Chapter 11 People of the Book

I was, I'll admit, cribbing ideas from some of my favorite Science Fiction writers at this point…and starting to feel like I was channeling Warren Zevon's Character in "The Envoy".

Thing was, desperate times come for desperate measures. And I could see no other way that could get us to a peaceful solution – OK, a relatively peaceful solution – except to take Iraq off the Map, and give the Sinai to the Palestinians…and that could only work with the help of both the US and the Japanese. If I could get the French on board, so much the better.

If I could get the Soviets to just not torpedo the whole lash up, that would put the icing on the cake.
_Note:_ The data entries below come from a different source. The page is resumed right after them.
PR #464, opened 2026-08-13
fix(next-step-nudge): a blocked next step had no shape to be stated in, so it got dressed up as "say proceed"

ZacxDev:
## The defect

`NUDGE` offered exactly three endings: an authorizable action, a numbered choice with a recommendation marked, or "nothing further; this is done". **There was no shape for a next step that exists but is blocked on something outside this turn** — a running background agent, a pending deploy, a decision that belongs to someone else. "Finished" is false there, so neither escape fits, and the model reaches for the first shape.

Observed live within an hour of the deploy, twice in consecutive turns: the turn closed with *"say `proceed` and I'll verify the gate, merge, and ship"* while the agent producing the thing to verify was still running. The operator typed `proceed`; there was nothing to action. On the second occurrence the model invented parallel work so that `proceed` would mean something — the filler-work behaviour this hook exists to discourage.

## The change — prose only

A fourth shape. The suppressors, the gates, the once-per-session claim and every constant are untouched.

```
  • if the next step is blocked, what it is blocked ON and what happens once that
    clears — "waiting on the audit agent; when it lands I'll re-run the gate" is a
    complete ending, never to be dressed up as an authorizable "proceed".
```

`NUDGE`: **583 → 795 chars (+212)**. The bullet is 231; 22 of that was **absorbed** by tightening the opening sentence ("so answering it costs the operator an extra round trip just to ask" → "which costs the operator a round trip to ask"), +3 for `marked.` → `marked; or`. The three existing shapes are unchanged.

The exemplar is chosen to land on an **existing** suppressor rather than to need a new one: `COMMITS` catches "I'll re-run". `OFFERS` knows "awaiting" and "standing by" but **not** "waiting on", so a bare-present-tense reword of the exemplar would make the hook fire on its own advice — see the second test below.

## Verification

Both new guards read the **bullet list parsed out of `NUDGE`**, not substrings of the paragraph — the surrounding prose already spells "proceed", "finished" and "blocked", so a substring check cannot tell an offered shape from an aside that mentions one.

**Watched to fail.** New tests applied to the pre-change hook at `ed35850` (origin/main):

| test | at `ed35850` | at HEAD |
|---|---|---|
| `test_nudge_offers_a_shape_for_a_next_step_that_is_blocked` | FAILED — `expected exactly one blocked shape, got: [<the two old bullets>]` | pass |
| `test_the_blocked_shape_ships_an_exemplar_the_predicate_recognises` | FAILED — same, via the shared helper | pass |
| `test_self_consistency_the_nudge_does_not_fire_on_its_own_advice` | FAILED — `assert 2 == 3` on the bullet count | pass |

Full file: **114 passed** at HEAD.

**Mutation sweep** — each mutant killed by the intended assertion, with that assertion's own message; an unmutated copy of the same tree is green (3 passed), so the sweep reads the mutation and not a broken copy:

| mutation | killed by |
|---|---|
| exemplar reworded to bare present tense | `assert 'commits' in []` |
| the "never … proceed" prohibition dropped, shape kept | `assert 'never' in <bullet>` |
| the "what happens when it clears" half dropped | `assert 'clears' in <bullet>` |

**One existing assertion was over-fitted and is corrected, not loosened.** `"proceed" in nsn.NUDGE` (and its e2e twin) pinned the FIRST shape by a word the new bullet also spells — it would have passed with the first shape deleted entirely. Both now assert `single "proceed"`, that shape's own phrase.

**IO contract re-checked first-hand** through a real subprocess under a temp `HOME`: `rc=0`, stderr empty, stdout parses as `{"hookSpecificOutput": {"hookEventName": "Stop", "additionalContext": …}}` with exactly those keys. The mechanism has not regressed to blocking.

## Gate

`nix build .#checks.x86_64-linux.pytests` → `RESULT: PASS (exit=0)`, read out of `nix log` (the drv for the clean committed tree is the one that was built — `fmq6kzpy…-devrc-pytests.drv`):

```
PASS  scripts/claude-hooks/tests/test_next_step_nudge.py  (collected=114 passed=114 skipped=0 floor=109)
TOTAL collected=9540  passed=9539  skipped=1  failed=0  (floor: 8983 = sum of 18 per-target floors)
```

112 on main → 114 here; the +2 is the evidence the gate ran the new assertions. Floor re-pinned from that measurement through the gate's own function, not arithmetic:

```
_suggested_floor 114 = 114 - min(50, max(1, 114/20 = 5)) = 114 - 5 = 109
```

⚠ Two sibling branches also add tests today, so `TARGET_FLOORS` will conflict here. Re-run the gate on the **merged** tree and copy what it prints — do not reconcile the two sides by hand (`rerere` has replayed a stale resolution onto this line before).

## Not verified

The hook is live on both hosts and was deliberately **not** re-deployed: no `home-manager switch`, no registrar run, no `settings.json` touched. Whether the new bullet actually changes model behaviour in production is unmeasured — it is a prose change, and the only evidence here is that the shape exists, is self-consistent with the suppressors, and ships intact.


ZacxDev:
## Round 2 — the gap is closed at the source, not guarded in CI

Round 1 shipped the blocked bullet and disclosed that the predicate could not see the wording it teaches. Authorised to touch the suppressors, so:

**`OFFERS` gains `waiting on|blocked on`.** The source comment now splits OFFERS into two families — (a) hand-off to the operator, (b) **PARKED**: the turn states what it is waiting on (`awaiting`, `standing by` were always here) — and records the trade in the safe direction, including what it gives up: "the request is waiting on the cache" mid-analysis now suppresses too.

### The six endings, re-measured against the final merged tree

| verdict | suppressors | ending |
|---|---|---|
| SUPPRESSED | `['offers']` | Blocked on all three agents; nothing for you to action until they report. |
| SUPPRESSED | `['commits', 'offers']` | waiting on the audit agent; when it lands I'll re-run the gate |
| SUPPRESSED | `['offers']` | **Waiting on the running agent. The gate re-runs when it lands.** ← the one that fired |
| SUPPRESSED | `['commits', 'offers', 'done']` | I'm blocked on the deploy finishing; nothing further until then. |
| SUPPRESSED | `['done']` | Nothing further from me until they land. |
| SUPPRESSED | `['offers']` | Standing by for the agent to report. |

Six of six. **Positive control alongside**, because a suppressor set that suppresses everything looks identical to a fix: the `NO_NEXT_STEP` endings still **FIRE**.

### 🔴 The full battery found a pre-existing gap that was not mine

Re-run over the **whole** suppressor set — 7 suppressor removals + 12 arm removals, each mutant in its own tree, against an unmutated control — **two mutants SURVIVED**: deleting `awaiting` or `standing by` left the suite green. Those arms had no fixture, and `test_arm_ledger_covers_every_arm_named_in_the_source_comments` covered only COMMITS and MARKED, so no sweep could ever have seen them.

Closed in the same round: `offers_awaiting` + `offers_standing_by` fixtures, and the OFFERS parked family added to the ledger.

**Final battery on the merged tree: control green (122 passed), 19/19 KILLED, `SURVIVORS: none`.** Each offers-arm mutant now dies to three tests naming the arm.

Arm fixtures are pinned at **arm grain**, one per alternation arm, and each is owned by OFFERS *alone* — no `I'll`/`will` anywhere, so COMMITS cannot shadow them and rescue a deleted arm. The arm-deletion mutant **is** the pre-change regex, so that same run is the watched-to-fail evidence: `arm:offers/waiting on` → red at `test_each_alternation_arm_is_uniquely_owned[offers_waiting_on]` and `..._suppresses_the_turn[offers_waiting_on]`.

`test_the_blocked_shape_ships_an_exemplar_the_predicate_recognises` is **kept**, docstring corrected: the exemplar is now suppressed twice over (COMMITS *and* the new arm), so the test's job is self-consistency against a future reword rather than cover for a hole in the predicate. Attribution stays asserted with `in` rather than equality, and the reason is written down.

### Merged with main; measured there

`origin/main` moved to `8fe1654` (#465, #459, #463). Merged in — **one conflict, in `TARGET_FLOORS`**, exactly the churn magnet its own comments warn about. Both sides kept, because they pin *different* targets; no arithmetic across the two sides. `rerere` **recorded** a preimage rather than replaying one, so no stale resolution was applied, and `run-tests.sh --check-floors` re-validates the two-way pin on the result.

Gate on the **merged** tree — `nix build .#checks.x86_64-linux.pytests` → `RESULT: PASS (exit=0)`, read from `nix log`:

```
PASS  scripts/claude-hooks/tests/test_next_step_nudge.py       (collected=122 passed=122 skipped=0 floor=116)
PASS  scripts/claude-hooks/tests/test_registrar_activation.py  (collected=17  passed=17  skipped=0 floor=16)
TOTAL collected=9610  passed=9609  skipped=1  failed=0  (floor: 9006 = sum of 19 per-target floors)
```

Floor from the gate's own function on the merged measurement: `_suggested_floor 122 = 122 − min(50, max(1, 122/20 = 6)) = 116`. 114 → 122 is +8: four arm fixtures × two parametrized tests.

### Still not verified

Nothing was deployed: no `home-manager switch`, no registrar run, no `settings.json`, no tmux. The live hook on both hosts is still the old one. Whether the widened suppressor changes real firing rates is unmeasured — the evidence here is lexical (the six cases + the battery), not behavioural.

One thing I did **not** do, deliberately, since it was outside the authorisation: `waiting for` and `blocked by` are still unknown to OFFERS and would fire. Same family, same argument, one-line change if you want it.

I was praying to the Father of All that night, and wondering if I could find a rabbit and a good steel knife before the next full moon.
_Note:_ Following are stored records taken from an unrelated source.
PR #469, opened 2026-08-14
chore(flake): land the stray lock bump, and re-derive the opencode pin at 1.18.16

ZacxDev:
A `flake.lock` bump was sitting **uncommitted** in the workbench base clone (nixpkgs forward
~15 days, opencode `1.18.4` → `1.18.16`). It made the local gate red and would have gone to
**both hosts** on the next `ship.sh` as an unreviewed nixpkgs move. This lands it deliberately.

Two commits, so the lock move is reviewable on its own:

1. `ec0bf0e` — the lock, alone.
2. `ae17ba8` — the opencode measurement pin, **re-derived rather than re-spelled**.

## Why commit 2 is not a find-and-replace

`test_engine_is_the_version_every_measurement_is_keyed_to` exists precisely to stop a version
move being absorbed by editing `PINNED_VERSION`. Its own failure message says so. So the
claims were re-measured against the new binary:

- `debug agent <a> --pure` dumped for **all seven** agents (4 primaries + 3 hidden) under
  **both** binaries, from a repo-seeded config dir. Compared order-insensitively: **IDENTICAL**
  — permissions as a set, resolved tool map, and model, on every agent.
- `test_opencode_engine.py` run against the **old** binary with the **new** pin: **1 failed**
  (exactly the version assertion), **21 passed**. The harness discriminates; no other engine
  claim moved.
- Tool-set claims re-measured directly: `nav` still resolves exactly
  `{glob, grep, invalid, read}`; `list` and `websearch` still do not exist.

## The trap this hit, now recorded at `PINNED_VERSION`

**The dumps are not deterministic.** `external_directory` rules are generated by walking
`~/.claude/skills` and `~/.config/opencode/skills`, so their order follows readdir — **two runs
of the same binary differed on 434 lines**, which reads exactly like a resolver-ordering
change. The first cross-version diff was dominated by that noise and looked like a real delta.
Canonicalise before comparing, and validate the canonicalisation with a same-binary control
(two runs must collapse to identical) before believing any cross-version verdict. Ordering
*semantics* stay pinned behaviourally by the engine-vs-model conformance tests, which survive
sorting and pass on both binaries.

## Scope of the re-derivation, stated in place

23 claim lines move to 1.18.16. **Six references deliberately stay at 1.18.4**, and now say
why in the file rather than looking like drift:

- the hook-behaviour claims (`permission.ask` never fires, `tool.execute.before` does) in
  `README.md` and `plugin/guard.js` — these need a *running hook* to observe and were **not**
  re-measured here;
- the dated pipe-truncation incident record and the cross-host drift example, which are
  history and should not move.

## Gate

| tier | result |
|---|---|
| nix sandbox `pytests` | `TOTAL collected=9658 passed=9657 skipped=1 failed=0` · `RESULT: PASS` |
| nix sandbox `nodetests` | `TOTAL suites=4 files=36 tests=1178 pass=1178 fail=0` · `RESULT: PASS` |
| dev-host tier (the one that can see the pipe bug) | 670 passed across the three opencode suites |

Both sandbox verdicts were read from `nix log <drv>`, not from an exit code — the second run
was a **cached** derivation and printed an empty build log with `rc=0`.


ZacxDev:
## Audit outcome + a correction to this PR's body

Adversarially audited before merge. Verdict: **safe to merge, no deploy-blocking findings** —
but it found four real misses, now fixed in `b88a3e3`.

### 🔴 Correcting the body above

The body says *"Six references deliberately stay at 1.18.4"* and accounts for them as hook
claims plus two historical records. **That accounting was incomplete**: `scripts/opencode/README.md:229`
(the `env`-key / zsh-startup-files claim) is a sixth site neither bullet describes. It is
correctly left at 1.18.4 — it is another not-re-derived claim — but the body did not name it.
Correcting here rather than silently editing the body, since a reviewer may already have read it.

### What the audit found that I missed

My re-derivation grepped `scripts/opencode/` plus the two test modules **and stopped there**.
Four files outside that scope kept the old number, and two of them are the files the pin names
as its own mechanism, asserting it in the **present tense**:

- `nix/pkgs/tools/default.nix` — *"MEASURED at flake.lock's nixpkgs rev 9bc02893134c,
  `pkgs.opencode` **is** 1.18.4 — store path /nix/store/64n428…"*
- `flake.nix:220` — *"CI tests the exact binary the hosts deploy (1.18.4 at rev 9bc02893134c)"*

Both false the moment the lock moved; both also quoted an annotation this PR had retitled, so
the quote no longer matched its source. Plus `claude/opencode-addendum.md`, which is
**concatenated into `~/.config/opencode/AGENTS.md`** — the running agent was being told 1.18.4
while the repo said 1.18.16 — and the third copy of the `@`-import sentence in `nix/home.nix`.

### The actual fix is the guard, not the seven edits

Nothing in the suite could see this class: the version assertion pins the *binary* and is blind
to a doc that disagrees with either side. `b88a3e3` adds two tests over an enumerated
`PIN_SURFACE` — every opencode version literal is either `PINNED_VERSION` or an enumerated
historical exception with its reason in the source, and the allowlist is a **ledger** that also
fails when the set *shrinks*.

Three traps found while writing it, all recorded in place:

- **`\b1\.18\.4` never matches `v1.18.4`** — `v` and `1` are both word characters, so there is
  no boundary. The first draft passed while `README.md:229` was stale: the guard was blind to
  exactly the spelling it was hunting.
- The sweep must be scoped to opencode's version **series** — `nix/home.nix` and `flake.nix`
  also carry dunst `1.13.2` and playwright `1.57.0`/`1.61.1`, and a gate that goes red on
  unrelated bumps is a gate people switch off.
- Allowlist snippets must sit on the **same line** as their version and carry no version
  literal of their own, or they match themselves when the file is scanned.

Mutation-tested: reintroducing the audit's exact defect (`flake.nix` back to 1.18.4) fails the
guard with its own message naming `flake.nix:220`.

### Known gaps, stated rather than implied

- `opencode.jsonc`'s header re-label now asserts 1.18.16 provenance for a few facts outside
  this PR's enumerated evidence (glob semantics, `ask` under `opencode run`, `small_model`'s
  scope, the deprecated-keys list). The auditor independently re-derived the glob half and it
  **holds**; the rest are carried forward unverified.
- Nothing in CI exercises the engine's own `Wildcard.match`, so a matcher change is invisible
  to the suite *and* to an order-insensitive dump compare. Pre-existing, not closed here.

### Independently verified by the audit

Order-sensitivity — the key question, since an order-insensitive dump compare could have hidden
a last-match-wins change. `test_engine_bash_ruleset_matches_the_python_model` compares the
engine's array by **ordered list equality** against a hardcoded port, not against anything read
back from the engine. Moving the agent block from last to first turned **6 tests red**. The
claim holds.

Blast radius: both trees' `activationPackage` build (rc=0, so a switch will not fail); closure
diff is **142 package version bumps**; **52 of 602 managed files differ**, all store-path
rebases at unchanged package versions plus two espanso YAMLs whose re-serialisation is
semantically identical under PyYAML. `~/.claude` (181 entries walked) byte-identical.

Gate after the fix round: `TOTAL collected=9660 passed=9659 skipped=1 failed=0` · `RESULT: PASS`.

ZacxDev:
## Round 2 — delta re-audit, and it found what the fix round introduced

Re-audited `ae17ba8..b88a3e3` blind to my reasoning. It confirmed the four prior findings
fixed (and independently re-derived the store path and nixpkgs rev **from the lock**, not from
my commit message), then found three gaps in the guard I added. All three were **proven open by
a surviving mutant**, not argued. Fixed in `f76627e`, each now proven closed the same way.

### 🔴 The guard advertised a scope it did not have — and this PR falsified four claims outside it

`PIN_SURFACE`'s header said *"every file that spells a version-keyed claim"*. One grep falsified
that: eight more tracked files carry opencode version literals, and **four were present-tense
deployment claims this PR made false** — true at the merge-base, false the moment the lock moved:

- `scripts/browser-bridge/README.md:1653` — *"**Both hosts run 1.18.4** and both resolve browser-only"*
- `scripts/browser-bridge/README.md:1744` — *"verified on 1.18.4, **which is what BOTH hosts run**"*
- `scripts/browser-bridge/reference/agent.md:29, :176` — the same claim, twice more

Exactly the class as the first round's findings 1 and 2. Fixed by **deleting the duplication**
rather than updating four copies: they now name the pin instead of copying its value, so they
cannot go stale again. Both files are in the surface, and the header now states the real
boundary and **names** what is deliberately outside it.

### 🟡 Two more holes, both mutation-proven

- `OPENCODE_SERIES` was coupled to `PINNED_VERSION` by **prose only** — a claim keyed to
  `1.17.20`, a version these hosts genuinely ran, sailed through green. Now a module-level
  assert.
- Allowlist snippets were plain substring matches, so **reusing one on a new stale line was
  silently exempted**. The ledger now requires each entry to match *exactly one* version-bearing
  line.

### Reverted: the @-import claim

The first audit asked for consistency here and I gave it; the re-audit was right that this was
wrong. The claim was re-*spelled* to 1.18.16 but nothing re-derived it — it needs an
all-tools-denied agent making a real model call. It is back at **1.18.4 and marked NOT
re-derived** in all four places. Fixing a consistency complaint by making a claim false is the
worse trade.

### 🔴 A lesson about the mutation harness itself

The series mutant first came back **GREEN**, and I nearly reported it as a surviving gap. The
guard was working the whole time — my harness lied. `cp -a` of a Python tree **preserves
`__pycache__`**, and `"1.18"` → `"1.19"` is a **same-length** edit, so the `.pyc` staleness
check (source mtime + size) never invalidated it: pytest imported the *cached* module and
reported `2 passed` against source it never read.

Purge `__pycache__` in any scratch copy before mutating, and treat a same-length mutation as the
case most likely to be silently skipped.

### Mutation matrix after the fix

Each on a `.git`-stripped, `__pycache__`-purged copy:

| mutant | before | after |
|---|---|---|
| stale live claim in `browser-bridge` | GREEN 🔴 | **RED**, names the file |
| snippet reuse on a new stale line | GREEN 🟡 | **RED**, "matches 2 … must match exactly 1" |
| `OPENCODE_SERIES` replaced not appended | GREEN 🟡 | **RED** at import, its own message |
| unmutated control | — | GREEN |

### Gate, both tiers, after the fix round

`pytests` → `TOTAL collected=9660 passed=9659 skipped=1 failed=0` · `RESULT: PASS`.
`nodetests` → `tests=1178 pass=1178 fail=0` · `RESULT: PASS`. All three changed `.nix` files
parse.

### Still open, stated rather than implied

- `opencode.jsonc`'s header asserts 1.18.16 provenance for a few facts outside the enumerated
  evidence (`ask` semantics under `opencode run`, `small_model` scope, the deprecated-keys
  list). The auditor re-derived the glob half independently and it holds; the rest are carried
  forward unverified.
- Nothing in CI exercises the engine's own `Wildcard.match`. Pre-existing; not closed here.
- `PIN_SURFACE` only rots **downward** — a deleted path fails loudly, a new file carrying a live
  claim is invisible. Now said explicitly in the source.

ZacxDev:
## Round 3 — the finding was against round 2's *diagnosis*, and it was right

I took an audit's premise as established and acted on it without measuring. That was the error.

Round 2 said this PR "falsified four present-tense claims" reading *"both hosts run 1.18.4"*.
**It did not.** A `flake.lock` bump changes what the lock **pins**; it changes nothing about what
a host **runs** until `home-manager switch` — this repo's own CLAUDE.md says exactly that, and
it is why `ship.sh` exists. Measured:

```
workbench  /nix/store/64n428…-opencode-1.18.4/bin/opencode   → 1.18.4
laptop     /nix/store/64n428…-opencode-1.18.4/bin/opencode   → 1.18.4
flake.lock / PINNED_VERSION                                  → 1.18.16
```

So those four sentences were **true** at the merge-base and are **true now**. Rewriting them to
"both hosts run the pinned opencode version" made them **false** — false in exactly the way this
PR is about. Two things made it worse than a wrong number:

- **The falsity became uncheckable.** With no literal left, the guard added two commits earlier
  could never see it — in the two files that same commit added to its surface.
- The commit message declared this trade *"the worse trade"* three paragraphs above, while
  correctly refusing it for the @-import claim. I applied the principle in one place and
  violated it in another, in a single commit.

### Fixed in `ea86ce0`

The literal `1.18.4` is restored as *what the hosts run*, and each site now also states that the
lock pins 1.18.16 and that the browser-only resolution was re-derived there — so the claim is
true, checkable, and survives the deploy gap. **I re-derived that myself rather than taking the
auditor's word**: `debug agent browser-agent --pure` under both binaries resolves to exactly
`ENABLED=['browser']`, 13 tool keys, dumps identical cross-version.

Ledgered under a new category, **DEPLOYED-STATE** — genuinely distinct from "historical", because
these track the deploy and change on the next `ship.sh`, not on this merge. The measurement is
recorded in the source so the next reader need not re-derive it.

Two more, both introduced by the previous round:

- `scripts/browser-bridge/README.md` claimed 1.18.16 *"lives in one place, `PINNED_VERSION`"* —
  false on both halves. The literal is in **10 tracked files**, and the source of truth is
  `flake.lock` → nixpkgs rev → `pkgs.opencode`; `PINNED_VERSION` is a downstream *assertion* of
  it. Removed.
- The `PIN_SURFACE` section **title** still read "every file that spells a version-keyed claim" —
  the exact overclaim round 2 flagged. The previous commit *appended* a correction and left the
  false heading, so a reader who stopped at the title got the wrong scope. Rewritten.

### Correcting the previous commit message

It credited the new `OPENCODE_SERIES` assert with closing *"a claim keyed to 1.17.20 sailed
through green"*. **It does not.** The assert checks the pin's own series is in the tuple; it does
not widen the tuple, and a `1.17.20`-keyed live claim is still invisible. That gap is
pre-existing and **open**, as is "a new file carrying a stale claim is invisible". Recorded as
follow-ups rather than claimed as fixed.

### Gate

`pytests` → `TOTAL collected=9660 passed=9659 skipped=1 failed=0` · `RESULT: PASS`.
`nodetests` → `tests=1178 pass=1178 fail=0` · `RESULT: PASS`. Read from `nix log`, not exit codes.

In the morning, hell only a few hours later, we reconvened in Director David's Conference room. I was surprised to see Prime Minister Eshkol there. I looked in askance at Director David.

"He has the whole story, Kenichi" he said. "Go ahead."

I nodded. "Thank you for coming, Mr. Prime Minister." I said gravely.

"Thank you for your assistance. Mr. Takano." He said joylessly. "Although Mr. David says we would have done well in the other world, your assistance has aided us in doing better in this world." He said flatly.

"And – you take no joy in that?" I said.

"I take no joy in the deaths of so many fine young men. Neither the Israeli men and women that defended us, nor the Arab men and boys that lie out there or even now struggle to safety." He said, waving an arm at the window. "And Director David tells me that the Conflict was still going on in 2012, with hardly a respite." He continued.

"Yes" I said simply. "I would like to propose some ideas that would possibly make it possible to end these problems now. We have a rather unique opportunity that did not occur in my world."

"I find that difficult to accept, Sir." Said the Prime Minister. "Your world." He shook his head "You speak of it so calmly – as if it were England or France, and you could just get on a plane or boat and go back there."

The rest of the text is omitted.